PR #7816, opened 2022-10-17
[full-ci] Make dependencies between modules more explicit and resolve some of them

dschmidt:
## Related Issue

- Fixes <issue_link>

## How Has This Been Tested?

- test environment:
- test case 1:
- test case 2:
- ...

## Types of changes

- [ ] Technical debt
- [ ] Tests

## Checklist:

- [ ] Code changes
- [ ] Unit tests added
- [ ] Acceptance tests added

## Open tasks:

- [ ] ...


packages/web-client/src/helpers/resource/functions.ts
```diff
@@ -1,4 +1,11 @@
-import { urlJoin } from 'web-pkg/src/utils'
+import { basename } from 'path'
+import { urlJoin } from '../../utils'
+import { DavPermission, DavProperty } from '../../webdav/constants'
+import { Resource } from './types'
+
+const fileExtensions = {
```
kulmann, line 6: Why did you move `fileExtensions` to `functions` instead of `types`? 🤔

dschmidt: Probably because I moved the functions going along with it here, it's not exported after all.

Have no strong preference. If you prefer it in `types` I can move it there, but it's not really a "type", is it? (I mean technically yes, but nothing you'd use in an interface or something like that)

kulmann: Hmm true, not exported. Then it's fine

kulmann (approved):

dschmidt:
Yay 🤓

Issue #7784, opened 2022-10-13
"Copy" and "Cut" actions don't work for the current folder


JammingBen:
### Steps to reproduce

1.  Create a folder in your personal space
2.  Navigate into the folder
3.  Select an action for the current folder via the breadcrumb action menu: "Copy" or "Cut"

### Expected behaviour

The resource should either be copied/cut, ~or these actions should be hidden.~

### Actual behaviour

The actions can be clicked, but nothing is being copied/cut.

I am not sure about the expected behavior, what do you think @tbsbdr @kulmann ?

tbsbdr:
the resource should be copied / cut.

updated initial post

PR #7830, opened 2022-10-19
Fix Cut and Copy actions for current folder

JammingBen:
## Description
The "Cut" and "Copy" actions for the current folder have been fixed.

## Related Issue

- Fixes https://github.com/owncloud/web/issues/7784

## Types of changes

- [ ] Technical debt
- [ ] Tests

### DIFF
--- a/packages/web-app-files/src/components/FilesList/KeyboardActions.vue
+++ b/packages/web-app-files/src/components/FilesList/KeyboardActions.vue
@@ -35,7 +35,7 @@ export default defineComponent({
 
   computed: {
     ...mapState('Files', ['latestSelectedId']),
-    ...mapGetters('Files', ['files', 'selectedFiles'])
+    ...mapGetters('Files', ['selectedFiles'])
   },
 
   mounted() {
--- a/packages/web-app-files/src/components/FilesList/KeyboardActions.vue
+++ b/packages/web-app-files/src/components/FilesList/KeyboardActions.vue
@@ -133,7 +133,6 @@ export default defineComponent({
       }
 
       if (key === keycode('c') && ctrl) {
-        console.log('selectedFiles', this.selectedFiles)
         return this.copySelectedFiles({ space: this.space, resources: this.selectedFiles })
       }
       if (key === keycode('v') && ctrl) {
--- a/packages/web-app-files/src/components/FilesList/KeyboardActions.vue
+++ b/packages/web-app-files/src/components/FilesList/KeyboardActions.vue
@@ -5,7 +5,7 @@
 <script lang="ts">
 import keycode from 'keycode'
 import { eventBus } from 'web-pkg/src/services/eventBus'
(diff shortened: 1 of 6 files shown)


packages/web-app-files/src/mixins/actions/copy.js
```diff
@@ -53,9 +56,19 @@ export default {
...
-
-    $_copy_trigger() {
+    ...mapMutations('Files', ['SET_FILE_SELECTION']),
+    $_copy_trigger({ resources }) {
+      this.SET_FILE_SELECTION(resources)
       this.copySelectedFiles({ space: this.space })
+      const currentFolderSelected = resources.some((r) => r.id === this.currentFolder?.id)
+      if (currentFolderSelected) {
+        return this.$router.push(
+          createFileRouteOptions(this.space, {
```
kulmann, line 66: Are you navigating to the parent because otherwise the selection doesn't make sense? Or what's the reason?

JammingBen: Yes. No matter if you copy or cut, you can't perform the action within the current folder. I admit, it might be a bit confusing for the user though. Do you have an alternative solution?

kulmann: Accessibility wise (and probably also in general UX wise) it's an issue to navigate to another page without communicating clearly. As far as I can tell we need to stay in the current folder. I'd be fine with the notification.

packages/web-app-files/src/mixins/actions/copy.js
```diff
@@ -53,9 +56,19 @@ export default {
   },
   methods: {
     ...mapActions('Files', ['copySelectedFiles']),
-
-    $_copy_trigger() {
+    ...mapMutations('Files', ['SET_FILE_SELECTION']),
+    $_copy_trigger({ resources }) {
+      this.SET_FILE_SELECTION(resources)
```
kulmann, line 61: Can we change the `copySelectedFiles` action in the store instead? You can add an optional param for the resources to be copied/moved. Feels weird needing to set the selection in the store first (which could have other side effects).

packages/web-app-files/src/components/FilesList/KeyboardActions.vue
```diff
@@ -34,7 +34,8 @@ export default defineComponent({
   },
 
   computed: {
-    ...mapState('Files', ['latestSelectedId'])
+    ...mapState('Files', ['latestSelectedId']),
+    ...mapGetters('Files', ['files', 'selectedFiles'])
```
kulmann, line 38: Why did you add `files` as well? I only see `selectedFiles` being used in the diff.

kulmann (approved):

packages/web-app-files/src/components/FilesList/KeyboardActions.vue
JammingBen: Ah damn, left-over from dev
- - - -
Task item: Restate the whole of the material exactly.

Final answer:
PR #7816, opened 2022-10-17
[full-ci] Make dependencies between modules more explicit and resolve some of them

dschmidt:
## Related Issue

- Fixes <issue_link>

## How Has This Been Tested?

- test environment:
- test case 1:
- test case 2:
- ...

## Types of changes

- [ ] Technical debt
- [ ] Tests

## Checklist:

- [ ] Code changes
- [ ] Unit tests added
- [ ] Acceptance tests added

## Open tasks:

- [ ] ...


packages/web-client/src/helpers/resource/functions.ts
```diff
@@ -1,4 +1,11 @@
-import { urlJoin } from 'web-pkg/src/utils'
+import { basename } from 'path'
+import { urlJoin } from '../../utils'
+import { DavPermission, DavProperty } from '../../webdav/constants'
+import { Resource } from './types'
+
+const fileExtensions = {
```
kulmann, line 6: Why did you move `fileExtensions` to `functions` instead of `types`? 🤔

dschmidt: Probably because I moved the functions going along with it here, it's not exported after all.

Have no strong preference. If you prefer it in `types` I can move it there, but it's not really a "type", is it? (I mean technically yes, but nothing you'd use in an interface or something like that)

kulmann: Hmm true, not exported. Then it's fine

kulmann (approved):

dschmidt:
Yay 🤓

Issue #7784, opened 2022-10-13
"Copy" and "Cut" actions don't work for the current folder


JammingBen:
### Steps to reproduce

1.  Create a folder in your personal space
2.  Navigate into the folder
3.  Select an action for the current folder via the breadcrumb action menu: "Copy" or "Cut"

### Expected behaviour

The resource should either be copied/cut, ~or these actions should be hidden.~

### Actual behaviour

The actions can be clicked, but nothing is being copied/cut.

I am not sure about the expected behavior, what do you think @tbsbdr @kulmann ?

tbsbdr:
the resource should be copied / cut.

updated initial post

PR #7830, opened 2022-10-19
Fix Cut and Copy actions for current folder

JammingBen:
## Description
The "Cut" and "Copy" actions for the current folder have been fixed.

## Related Issue

- Fixes https://github.com/owncloud/web/issues/7784

## Types of changes

- [ ] Technical debt
- [ ] Tests

### DIFF
--- a/packages/web-app-files/src/components/FilesList/KeyboardActions.vue
+++ b/packages/web-app-files/src/components/FilesList/KeyboardActions.vue
@@ -35,7 +35,7 @@ export default defineComponent({
 
   computed: {
     ...mapState('Files', ['latestSelectedId']),
-    ...mapGetters('Files', ['files', 'selectedFiles'])
+    ...mapGetters('Files', ['selectedFiles'])
   },
 
   mounted() {
--- a/packages/web-app-files/src/components/FilesList/KeyboardActions.vue
+++ b/packages/web-app-files/src/components/FilesList/KeyboardActions.vue
@@ -133,7 +133,6 @@ export default defineComponent({
       }
 
       if (key === keycode('c') && ctrl) {
-        console.log('selectedFiles', this.selectedFiles)
         return this.copySelectedFiles({ space: this.space, resources: this.selectedFiles })
       }
       if (key === keycode('v') && ctrl) {
--- a/packages/web-app-files/src/components/FilesList/KeyboardActions.vue
+++ b/packages/web-app-files/src/components/FilesList/KeyboardActions.vue
@@ -5,7 +5,7 @@
 <script lang="ts">
 import keycode from 'keycode'
 import { eventBus } from 'web-pkg/src/services/eventBus'
(diff shortened: 1 of 6 files shown)


packages/web-app-files/src/mixins/actions/copy.js
```diff
@@ -53,9 +56,19 @@ export default {
...
-
-    $_copy_trigger() {
+    ...mapMutations('Files', ['SET_FILE_SELECTION']),
+    $_copy_trigger({ resources }) {
+      this.SET_FILE_SELECTION(resources)
       this.copySelectedFiles({ space: this.space })
+      const currentFolderSelected = resources.some((r) => r.id === this.currentFolder?.id)
+      if (currentFolderSelected) {
+        return this.$router.push(
+          createFileRouteOptions(this.space, {
```
kulmann, line 66: Are you navigating to the parent because otherwise the selection doesn't make sense? Or what's the reason?

JammingBen: Yes. No matter if you copy or cut, you can't perform the action within the current folder. I admit, it might be a bit confusing for the user though. Do you have an alternative solution?

kulmann: Accessibility wise (and probably also in general UX wise) it's an issue to navigate to another page without communicating clearly. As far as I can tell we need to stay in the current folder. I'd be fine with the notification.

packages/web-app-files/src/mixins/actions/copy.js
```diff
@@ -53,9 +56,19 @@ export default {
   },
   methods: {
     ...mapActions('Files', ['copySelectedFiles']),
-
-    $_copy_trigger() {
+    ...mapMutations('Files', ['SET_FILE_SELECTION']),
+    $_copy_trigger({ resources }) {
+      this.SET_FILE_SELECTION(resources)
```
kulmann, line 61: Can we change the `copySelectedFiles` action in the store instead? You can add an optional param for the resources to be copied/moved. Feels weird needing to set the selection in the store first (which could have other side effects).

packages/web-app-files/src/components/FilesList/KeyboardActions.vue
```diff
@@ -34,7 +34,8 @@ export default defineComponent({
   },
 
   computed: {
-    ...mapState('Files', ['latestSelectedId'])
+    ...mapState('Files', ['latestSelectedId']),
+    ...mapGetters('Files', ['files', 'selectedFiles'])
```
kulmann, line 38: Why did you add `files` as well? I only see `selectedFiles` being used in the diff.

kulmann (approved):

packages/web-app-files/src/components/FilesList/KeyboardActions.vue
JammingBen: Ah damn, left-over from dev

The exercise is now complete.